Exercise description: Write out the following listing's lines from the one with "class ThreadLocalCommitHookExecutingTransactionListener extends" to the one with "# Beadledom Changelog", exactly, with both included and no others.

[Start of section]

PR #158, opened 2019-10-07
Update ThreadLocalCommitHookExecutingTransactionListener to override TransactionListener#beginStart instead of TransactionListener#beginEnd

nathanschile:

If there is a exception while beginning the [transaction](https://github.com/jOOQ/jOOQ/blob/version-3.11.12/jOOQ/src/main/java/org/jooq/impl/DefaultDSLContext.java#L516) then TransactionListener#beginEnd
is never called. When this happened, ThreadLocalCommitHookExecutingTransactionListener#rollbackEnd would throw a NoSuchElementException since TransactionListener#beginEnd was never called setting up transactionDeques object

### How was it tested?

Updated existing tests.

### How to test

### DIFF
--- a/jooq/src/main/java/com/cerner/beadledom/jooq/ThreadLocalCommitHookExecutingTransactionListener.java
+++ b/jooq/src/main/java/com/cerner/beadledom/jooq/ThreadLocalCommitHookExecutingTransactionListener.java
@@ -25,7 +25,7 @@ class ThreadLocalCommitHookExecutingTransactionListener extends DefaultTransacti
   }
 
   @Override
-  public void beginEnd(TransactionContext ctx) {
+  public void beginStart(TransactionContext ctx) {
     JooqTransaction transaction = new JooqTransaction();
 
     Deque<JooqTransaction> transactions = transactions();
--- a/CHANGELOG.md
+++ b/CHANGELOG.md
@@ -1,5 +1,10 @@
 # Beadledom Changelog
 
+## [Unreleased]
+
+### Fixed
+* Update `ThreadLocalCommitHookExecutingTransactionListener` to override `TransactionListener#beginStart` instead of `TransactionListener#beginEnd`
+
 ## 3.3 - 8 August 2019
 
 ### Added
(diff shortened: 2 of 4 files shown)


jooq/src/main/java/com/cerner/beadledom/jooq/ThreadLocalCommitHookExecutingTransactionListener.java
```diff
@@ -25,7 +25,7 @@
   }
```
nathanschile: This is the exception that exposed the issue

```
Caused by: java.util.NoSuchElementException: null
	at java.util.ArrayDeque.removeFirst(ArrayDeque.java:285)
	at java.util.ArrayDeque.pop(ArrayDeque.java:522)
	at com.cerner.beadledom.jooq.ThreadLocalCommitHookExecutingTransactionListener.rollbackEnd(ThreadLocalCommitHookExecutingTransactionListener.java:64)
	at org.jooq.impl.TransactionListeners.rollbackEnd(TransactionListeners.java:93)
	at org.jooq.impl.DefaultDSLContext.lambda$transactionResult0$0(DefaultDSLContext.java:555)
	at org.jooq.impl.DefaultDSLContext.transactionResult0(DefaultDSLContext.java:574)
	at org.jooq.impl.DefaultDSLContext.transactionResult(DefaultDSLContext.java:481)
	at com.cerner.beadledom.jooq.JooqTxnInterceptor.invokeInTransactionAndUnitOfWork(JooqTxnInterceptor.java:47)
	at com.cerner.beadledom.jooq.JooqTxnInterceptor.invoke(JooqTxnInterceptor.java:27)
```

venki09: Do we need to update changelog?

nathanschile: Yup, added https://github.com/cerner/beadledom/pull/158/commits/427bc17abf71852fffbfd5c6f56da70684509133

[End of section]

Reply:
@@ -25,7 +25,7 @@ class ThreadLocalCommitHookExecutingTransactionListener extends DefaultTransacti
   }
 
   @Override
-  public void beginEnd(TransactionContext ctx) {
+  public void beginStart(TransactionContext ctx) {
     JooqTransaction transaction = new JooqTransaction();
 
     Deque<JooqTransaction> transactions = transactions();
--- a/CHANGELOG.md
+++ b/CHANGELOG.md
@@ -1,5 +1,10 @@
 # Beadledom Changelog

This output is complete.